Regardless of the actual level of explainability achieved, we maintain that the practical efforts to explain ML systems are an important object of sociological study. Not only is ML explainability important in its own right, but as our analysis of Tyler Capital suggested, the quest for explainability might also lead to new ways of working with ML systems. In other words, it is conceivable that, for both experts and users, attempts to explain ML systems will change the ways they subsequently engage with these systems. Given this, we see the sociology of ML explainability research we have proposed here as an important subset of computational social science, which—instead of deploying seemingly proven templates of computational methods, including ML techniques, without explaining actual underlying analytical processes—examines sociologically the ways in which the design and deployment of ML systems and the human–machine interactions they involve form part of, and are dynamically changed by, more or less rigorous quests for explainability.
Going forward, we see two types of inquiry being particularly important to a sociology of ML explainability.
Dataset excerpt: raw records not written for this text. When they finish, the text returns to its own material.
PR #1081, opened 2021-03-26
Tool to extract assessments per registry

marcschier:


tools/clean.sh
```diff
@@ -0,0 +1,65 @@
...
+        az group delete -g $group -y
+    fi
+done
+
+# purge deleted keyvault
+#for vault in $(az keyvault list-deleted -o tsv | tr -d '\r'); do
+#    echo "deleting keyvault $vault ..."
+#    az keyvault purge --name $vault
+#done
+
```
hansgschossmann, line 65: i would remove or make it optional

tools/clean.sh
```diff
@@ -0,0 +1,65 @@
...
+    groups=$(az group list --query "[?starts_with(name, '$prefix')].name" -o tsv | tr -d '\r')
+else
+    # remove groups not marked for keeping
+    groups=$(az group list --query "[?tags.DoNotDelete!='true'].name" -o tsv | tr -d '\r')
+fi
+
+# remove groups 
+for group in $groups; do
+    if [[ $group = MC_* ]] ; then
+        echo "skipping $group ..."
```
hansgschossmann, line 51: interesting

hansgschossmann (dismissed):
:shipit:

tools/scripts/acr-scan.ps1
```diff
@@ -0,0 +1,97 @@
...
+    The subscription to use - otherwise uses default.
+
+ .PARAMETER All
+    Include also vulnerabilities that are not patchable.
+#>
+
+Param(
+    [string] $Registry = "industrialiotprod",
+    [string] $Subscription = "IOT_GERMANY",
+    [switch] $All
```
hansgschossmann, line 25: not sure if we should expose this information

tools/scripts/acr-scan.ps1
```diff
@@ -0,0 +1,97 @@
...
+$argumentList = @("acr", "show", "--name", $script:Registry, "-ojson")
+$result = (& "az" $argumentList)
+if ($LastExitCode -ne 0) {
+    throw "az $($argumentList) failed with $($LastExitCode)."
+}
+$acr = $result | ConvertFrom-Json
+
+# Get all vulnerability assessments
+$argumentList = @("security", "sub-assessment", "list", "-ojson",
+    "--assessed-resource-id", $acr.id,
```
hansgschossmann, line 48: "-o json"? json is default anyhow.

hansgschossmann (approved):
:shipit:

tools/scripts/acr-scan.ps1
marcschier: It is in several other scripts already.  We should move all these scripts to another repo eventually.

tools/scripts/acr-scan.ps1
marcschier: You can set another default as azure cli configuration, then json is not anymore.

PR #128, opened 2015-12-01
Improve SQS logging for multi-region scenarios (see SqsNotificationListener).

simonness:
Unfortunately although the SQS client is constructed with a region, it is not accessible after this, so have wrapped the client.


payman81:
Looks good to me.

Issue #86, opened 2015-06-23
Extra queue listing operations


dariusdamalakas:
Hi,

For each topic handler that we register, there is a call to ensure that topic and queues are created. I really love how you can just fire JustSaying, and it will auto create topics and queues for you. There is some inefficiency in that though.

First, as other firms and institutions might approach explainability in alternative ways, there is an important comparative exercise ahead in shedding light on how ML experts and users seek to attain explainability in different domains. Second, whereas we focused attention on the role played by human–machine interactions for post hoc explainability efforts, explainability may involve other types of concerns along the chain from the design of the ML architecture to data cleaning, training, and so on, and these too call for empirical analysis. Both types of inquiry would help to situate the companionship model presented here in the broader landscape of existing and emerging ML explainability efforts.